Greasy, hazy good fun, Harold & Kumar Go to White Castle (2004) got by on a 4 a.m. mixture of explosive-emission toilet jokes, gratuitous nudity and Neil Patrick Harris as himself. Everything took place in one night, hinging on a single quest rife with detours. Crass? Yes. But there was a merry spirit to it all.

A far more strident sort of crassness pervades Harold & Kumar Escape from Guantanamo Bay. The sequel picks up and tokes up where the original left off. New Jersey roommates Harold and Kumar set off for Amsterdam, so that Harold can chase the woman of his dreams (Paula Garces) while the lads can smoke all the mezz they desire. On the plane Kumar hauls out a homemade bong, which is mistaken for a bomb. Off to Gitmo! Off to the land of tiresome fellatio gags!

The escape of the title takes about 45 seconds. The rest of the movie, written and directed as lurching, occasionally funny skits by Jon Hurwitz and Hayden Schlossberg, keeps H&K one step ahead of a venal Homeland Security chief (Rob Corddry), and Kumar on the trail of his ex-girlfriend Vanessa (Danneel Harris). The ex is due to marry a Texas family friend of the George W. Bush clan. Bush himself, portrayed by the world’s worst Bush impersonator, shows up late to this fairly draggy party in order to get high with the boys and explain to them, in relative sincerity, that “you don’t have to like your government to be a good American. You just have to love your country.”

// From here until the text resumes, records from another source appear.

PR #556, opened 2026-09-01
Complete ACP tool-call reporting

fazxes:
## Summary

- Include public tool names and redacted input when ACP tool calls begin.
- Report provider-backed searches as `web_search` without exposing routing aliases.
- Publish one terminal ACP update for each provider-backed search.
- Classify `web_fetch` calls with the ACP `fetch` kind.


molefrog:
Awesome! This should be very helpful for the integration I'm building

At least one scene rivals anything in the first outing. It’s a flashback to H&K’s college days, complete with perfect haircuts and pleasingly nostalgic vibe, a memory of when Kumar met the lovely Vanessa. I suppose the whole film couldn’t be like this. The rest of the time you find yourself smiling at some of the bits, wincing through many, many others, and ultimately wondering if the pacing would’ve improved had either H or K developed a terrible cocaine habit.